The Q2 2016 'FX-adjusted' Global House Price Index

Peter Hemple looks at which property markets have performed best in Sterling recently

Knight Frank recently released the Q2 2016 figures for the 55 property markets included in its Global House Price Index (GHPI). Overall, the Index increased by 4% in the year to June 2016.

Kate Everett-Allen, international residential research at Knight Frank, says: "Over recent quarters Turkey, Sweden and New Zealand have occupied the top positions in our Global House Price Index whilst key Asian markets have dominated the lower ranks. This quarter is no different."

The top three in the Index are Turkey, New Zealand and Canada with annual price growth in the year to end-Q2 2016 of 13.9%, 11.2% and 10% respectively.

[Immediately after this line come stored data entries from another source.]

PR #263, opened 2026-06-09
fix: recognize '*' as the global wildcard in the flood-scope allowlist parser

mwolter805:
## Summary

The Flood Scope Allowlist parser — `load_flood_scope_keys()` in `custom_components/meshcore/utils.py`, added in #250 — mishandles a raw `*` entry. Instead of recognizing `*` as the global wildcard and skipping it, it derives and stores a junk transport key for a region `#*` that cannot exist. It's a one-line ordering bug: the parser's *own* wildcard guard runs *after* the name has already been `#`-prefixed, so `*` reaches the guard as `#*` and slips through. This is inbound-parser-only — no SDK change, no send-path change.

## Reproduction

```python
>>> from custom_components.meshcore.utils import load_flood_scope_keys
>>> list(load_flood_scope_keys("*, pl-mz").keys())
['#*', '#pl-mz']                                  # '#*' should not be here
>>> load_flood_scope_keys("*, pl-mz")["#*"].hex()
'156a1317d89806742661b1ba3ed4c6c0'                # junk key for a region that can't exist
```

A user who lists `*` in **Devices → MeshCore → Configure → Global Settings → Flood Scope Allowlist** (e.g. `*, pl-mz, pl-waw`) gets a spurious `#*` key in the inbound matcher keyset.

## Root cause

`load_flood_scope_keys()` already intends to skip the wildcard — it guards `name not in ("*", "#")` — but the guard runs *after* `_normalize_flood_scope_name()` prepends `#`:

```python
for entry in scopes_str.split(","):
    name = _normalize_flood_scope_name(entry)   # "*"  ->  "#*"
    if name and name not in ("*", "#"):          # "#*" is not in ("*", "#")  ->  passes
        result[name] = hashlib.sha256(name.encode()).digest()[:16]
```

A raw `*` therefore arrives as `#*`, passes the guard, and a junk key `SHA256("#*")[:16]` is added. A literal `#` *is* correctly skipped (normalization leaves a leading `#` untouched), which shows the guard ordering is the only defect.

## Why `#*` is wrong, not intended

- **The existing guard documents the intent** to exclude `*`; only its position defeats it.
- **`*` is the reserved wildcard / "null" region — not a hashable region.** `RegionMap::is_name_char()` rejects `*`, so a region literally named `*` cannot be created; `RegionMap::findByName()` special-cases `*` to the wildcard; and the region-filtering blog post explicitly calls `*` the "null region." So `SHA256("#*")` names no reachable region.
- **No node transmits a `#*`-scoped flood.** `set_flood_scope("*")` resets to the disabled (unscoped) state, and the inbound matcher only runs on transport-flood packets (`route_type == 0`). The junk key matches no real traffic; its only residual effect is a ~1-in-65536-per-packet transport-code collision that could mislabel an unrelated scoped flood — which the fix removes.

## Why users put `*` in the allowlist

`*` is the wildcard region every repeater carries — the natural way to write "all regions / global" for anyone coming from the repeater CLI or the mobile app. Downstream tools that build a scope picker from this allowlist want to present `*` as an explicit "all regions" choice, which the junk-key behavior undermines.

## The fix

Guard the raw, stripped token *before* normalization:

```python
# Tokens that denote the global/unscoped wildcard rather than a named region.
FLOOD_SCOPE_WILDCARD_TOKENS: Final = ("*", "0", "None", "#", "")


def load_flood_scope_keys(scopes_str: str) -> dict[str, bytes]:
    result: dict[str, bytes] = {}
    if not scopes_str:
        return result
    for entry in scopes_str.split(","):
        raw = entry.strip()
        if raw in FLOOD_SCOPE_WILDCARD_TOKENS:   # skip wildcard / disable tokens
            continue
        name = _normalize_flood_scope_name(raw)
        result[name] = hashlib.sha256(name.encode()).digest()[:16]
    return result
```

(`Final` is added to the existing `from typing import ...` line.) The token set mirrors the SDK's `set_flood_scope()` disable set (`"*"`, `"0"`, `"None"`, `""`) — capital-N `"None"` only, since region names are lowercase and `none` is a legitimate region — plus the parser-specific `"#"`. Named regions are unchanged: `_normalize_flood_scope_name` still applies and `#`-prefix idempotence is preserved.

## Compatibility

The only behavior change is that a `*` allowlist entry no longer contributes a key to the inbound matcher keyset. Named-region matching is byte-identical (see tests), and there is no effect on the send path or on any firmware/repeater behavior. A user who somehow relied on the `#*` key — impossible, since it matches no real traffic — would see no change.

However, Everett-Allen says that the extremes are moderating, adding that "the percentage points separating the strongest and weakest performing housing markets have narrowed from 33 points in Q3 2015 to 23 points this quarter."

She concludes that "our index tracks nominal price growth but if we consider real price growth, where inflation is stripped out, New Zealand finds itself in first place with 11% annual growth whilst Turkey - with inflation in excess of 7% - is pushed down into 13th position."

While inflation is important for a property investor, as long as it does not go high enough to endanger cashflow if too heavily leveraged, then inflation is a good thing, increasing equity and reducing the relevance of mortgage debt. Of far more importance to international property investors is currency exchange rates and in this article we will combine the annual price rises for the 55 countries in the Knight Frank Index with the 12 month currency moves against Sterling, to find out where UK property investors that bought last summer have made the most money and where they would be better off buying today, compared to a year ago. When we factor in the foreign exchange (FX) swings into our GHPI the gap between top and bottom widens from 23% to 49%.